Action item: Repeat the stretch of entries below from the line with "--- a/src/core/midi/MidiOss.cpp" through the line with "-149,7 +149,7 @@". Include both ends and add nothing.

*** Opening Provided entries ***

PR #6276, opened 2022-01-14
midioss: Use unbuffered I/O to access the device node.

alarixnia:
This fixes problems reading from MIDI devices on NetBSD - the
input blocked until a certain number of notes have been read
rather than returning immediately when a single note is received.

### DIFF
--- a/src/core/midi/MidiOss.cpp
+++ b/src/core/midi/MidiOss.cpp
@@ -40,9 +40,9 @@ MidiOss::MidiOss() :
 	// only start thread, if opening of MIDI-device is successful,
 	// otherwise isRunning()==false indicates error
 	if( m_midiDev.open( QIODevice::ReadWrite |
-		QIODevice::Unbuffered | QIODevice::ExistingOnly ) ||
+		QIODevice::Unbuffered ) ) ||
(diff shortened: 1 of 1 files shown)


hselasky:
Looks good to me.

src/core/midi/MidiOss.cpp
```diff
@@ -39,8 +39,10 @@ MidiOss::MidiOss() :
 {
 	// only start thread, if opening of MIDI-device is successful,
 	// otherwise isRunning()==false indicates error
-	if( m_midiDev.open( QIODevice::ReadWrite ) ||
-					m_midiDev.open( QIODevice::ReadOnly ) )
+	if( m_midiDev.open( QIODevice::ReadWrite |
+		QIODevice::Unbuffered ) ) ||
```
PhysSong, line 43: Oops, I missed a typo which breaks build.
```suggestion
		QIODevice::Unbuffered ) ||
```

PhysSong: Fixed in 877a93198f0793fb6e236c3694c7a02fc2527e57.

alarixnia: Thanks!

PR #6278, opened 2022-01-14
Rename TCO to Clip in the clipboard data

allejok96:
Should be safe to change this, unless somebody wants to drag-and-drop between different LMMS versions...


JohannesLorenz (approved):
Code review finished.

Yes, this is safe, since all the changes are only drag-drop related, and the strings you replaced are not used in any other files.

Testing is to be done, I will try that.

JohannesLorenz (approved):
Tested. Works.

JohannesLorenz:
Thanks for the submission! Merging...

PR #6226, opened 2021-11-28
Rename TCO and related to Clip

M374LX:
Rebasing #6044.

Renaming "pattern" to something else on the data file is a task for another PR. Thus, this one does not touch the data file.

As in #6044, this PR does not include renaming BB to Pattern.

PR #6279, opened 2022-01-14
Fix broken data file upgrade

M374LX:
Addresses the data file upgrade breakage introduced in #6226.

### DIFF
--- a/include/AutomationClip.h
+++ b/include/AutomationClip.h
@@ -149,7 +149,7 @@ public:
 	void saveSettings( QDomDocument & _doc, QDomElement & _parent ) override;
 	void loadSettings( const QDomElement & _this ) override;
 
-	static const QString classNodeName() { return "automationclip"; }
+	static const QString classNodeName() { return "automationpattern"; }
 	QString nodeName() const override { return classNodeName(); }
 
 	ClipView * createView( TrackView * _tv ) override;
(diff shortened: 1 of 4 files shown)


JohannesLorenz (changes requested):
Code review finished. Issues:

* In `DataFile.cpp`, `ELEMENTS_WITH_RESOURCES` still uses `sampleclip`.

Testing is required after that.

JohannesLorenz (approved):
Sorry, last time I have forgotten to check the headers. But you seem to have them complete now, too. LGTM. Now, testing review required.

JohannesLorenz:
Test review minimum:

The following should work with all kinds of clips (Automation Clip, BB Clip, MidiClip (these are the clips with MIDI notes), SampleClip):

* drag/drop a clip
* save a file with that clip type
* load a file (which you created with this PR) with that clip type
* load a file (which you did not create with this PR) with that clip type

M374LX:
Another problem found: when dragging and dropping a sample clip from the Song Editor to the Beat+Bassline Editor, it does not work.

JohannesLorenz:
Oh, OK. Then I'd say let's merge this? It can't get much worse :smiling_face_with_tear:

M374LX:
For me, it is ready to be merged.

PR #6284, opened 2022-01-15
Rename BB to Pattern

allejok96:
Here goes nothing (updated Jan 22)

- "Beat+Bassline" -> "Pattern"
- `BB*` -> `Pattern*`
- `BBTrackContainer` -> `PatternStore`
- Explain what `PatternStore` is with some ASCII art

Notable other changes:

*** Closing Provided entries ***

Answer below:
--- a/src/core/midi/MidiOss.cpp
+++ b/src/core/midi/MidiOss.cpp
@@ -40,9 +40,9 @@ MidiOss::MidiOss() :
 	// only start thread, if opening of MIDI-device is successful,
 	// otherwise isRunning()==false indicates error
 	if( m_midiDev.open( QIODevice::ReadWrite |
-		QIODevice::Unbuffered | QIODevice::ExistingOnly ) ||
+		QIODevice::Unbuffered ) ) ||
(diff shortened: 1 of 1 files shown)


hselasky:
Looks good to me.

src/core/midi/MidiOss.cpp
```diff
@@ -39,8 +39,10 @@ MidiOss::MidiOss() :
 {
 	// only start thread, if opening of MIDI-device is successful,
 	// otherwise isRunning()==false indicates error
-	if( m_midiDev.open( QIODevice::ReadWrite ) ||
-					m_midiDev.open( QIODevice::ReadOnly ) )
+	if( m_midiDev.open( QIODevice::ReadWrite |
+		QIODevice::Unbuffered ) ) ||
```
PhysSong, line 43: Oops, I missed a typo which breaks build.
```suggestion
		QIODevice::Unbuffered ) ||
```

PhysSong: Fixed in 877a93198f0793fb6e236c3694c7a02fc2527e57.

alarixnia: Thanks!

PR #6278, opened 2022-01-14
Rename TCO to Clip in the clipboard data

allejok96:
Should be safe to change this, unless somebody wants to drag-and-drop between different LMMS versions...


JohannesLorenz (approved):
Code review finished.

Yes, this is safe, since all the changes are only drag-drop related, and the strings you replaced are not used in any other files.

Testing is to be done, I will try that.

JohannesLorenz (approved):
Tested. Works.

JohannesLorenz:
Thanks for the submission! Merging...

PR #6226, opened 2021-11-28
Rename TCO and related to Clip

M374LX:
Rebasing #6044.

Renaming "pattern" to something else on the data file is a task for another PR. Thus, this one does not touch the data file.

As in #6044, this PR does not include renaming BB to Pattern.

PR #6279, opened 2022-01-14
Fix broken data file upgrade

M374LX:
Addresses the data file upgrade breakage introduced in #6226.

### DIFF
--- a/include/AutomationClip.h
+++ b/include/AutomationClip.h
@@ -149,7 +149,7 @@ public:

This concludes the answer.